Commonly, ash will remain around a property after a fire. Some of it may be from burned timber structures that have been treated with chemicals or preservatives used to prevent insects, wood rot and wood fungus. Chemicals are also used to protect wooden telegraph poles and fences.
“One of the main concerns is the residue from burning of Copper Chrome Arsenate,” says Denny Bolatti.
“After a fire the wood that has been treated with this can contain up to 10 per cent arsenic, copper and chromium. Swallowing only a few grams of it is harmful and it’s important to keep children, pets, and other animals away from these ash areas until a proper clean-up is achieved,” he says.
“It’s even unsafe to disturb the dust when walking around a property after a bushfire.”
Property and equipment maintenance reduce risk
Bushfire affected air can have an impact on towns and cities some distance away, and infiltrate water storage. Regular maintenance of water tanks, buildings and roofs, and equipment is an obligation that has implications for insurance policies. Close attention to regular servicing and cleaning of any equipment that filters air should also be a priority after a bushfire.

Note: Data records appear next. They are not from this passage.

Issue #477, opened 2023-04-17
`fdo-manufacturing-client plain-di` does work


nak3:
As described in https://fedora-iot.github.io/fido-device-onboard-rs/specs/diun.html,
`manufacturing-server` needs to get public key prior to the start of the protocol.

Currently `manufacturing-server` tries to load the public key here:

https://github.com/fedora-iot/fido-device-onboard-rs/blob/69fec227de04d98c51a5b5d8eb218bdc264f0a3f/manufacturing-server/src/handlers/di.rs#L77-L84

but there are several problems for it.

1. The file path is `{public_key_store}/{msg_info}`, which `msg_info` is not a pub key file name. It should allow uses to set the path like `public_key_path` via configfile.
2. It calls `store.load_data()` to load the public key but `load_data()` deserialize the public key. It is not practical that users need to set the public key with the format change.

Also, there is no integration test to reveal `fdo-manufacturing-client plain-di` does not work.

7flying:
1. We already configure it with a configuration file (https://github.com/fedora-iot/fido-device-onboard-rs/blob/main/examples/config/manufacturing-server.yml#L10); the `mfg_info` there specifies the file inside that directory, which matches a device's serial number or MAC address, and it's what we use to uniquely identify a device.
2. 
3. I agree, it expects cbor and makes the rest fail because we are supplying plain data

PR #553, opened 2023-09-07
Deserialize plain DI certs as raw DER

puiterwijk:
Because of the deserialize implementation that's automatically generated, at this moment the expected value for the public_key_store in the manufacturing server is a CBOR array of the DER certificate. This commit adds a new type PlainBytes which (de)serializes transparently, and makes the manufacturing server use it for the public key store.

NOTE: this means that with this patch, the store format on disk changes. This store is a ReadOnly (the server will never write to it), but if anyone would've put a CBOR file in place, that will now fail to open. Raw DER was always the intention (and documented) format, but it still is a risk.

Fixes: #477

### DIFF
--- a/data-formats/src/cborparser.rs
+++ b/data-formats/src/cborparser.rs
@@ -5,7 +5,7 @@ use thiserror::Error;
 
 use crate::{
     constants::HashType,
-    serializable::{DeserializableMany, MaybeSerializable},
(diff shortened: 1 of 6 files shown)


7flying:
tested, works as expected, @puiterwijk you've got a commit lint warning, can you rename your commit to something like "fix: deserialize plain DI certs as raw DER", thanks!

Smoke and ash can even contaminate tank water. It may not be safe to drink it or give it to animals after a bushfire. Peter Kirby warns septic tanks are often weakened by fire.
“Where a water tank is likely to be physically damaged. The safest thing to do is contact a licensed plumber to have it assessed. Damage to electrical equipment and roofs needs to be assessed by a qualified tradesperson.”
“Clean filtration systems are vital for organisations that care for the wellbeing of others, especially in aged care facilities and schools. Organisations need to ensure that air conditioners are maintained and checked after a bushfire, and even if serviced they should be washed again.”
Regular maintenance applies to any machinery of importance whether for a school or aged care facility, welfare centre or hospital.
Trinitas Group advises the following if you enter a property after a bushfire:
- Wear protective clothing before entering
- Sturdy footwear and heavy-duty work gloves
- Disposable overalls, with long sleeves and trousers
- A P2 face mask (also known as N95 masks)
- When leaving the property dispose of gloves, overalls, and masks into a garbage bag. Wash hands after removing contaminated clothing and articles. Clean shoes before wearing again.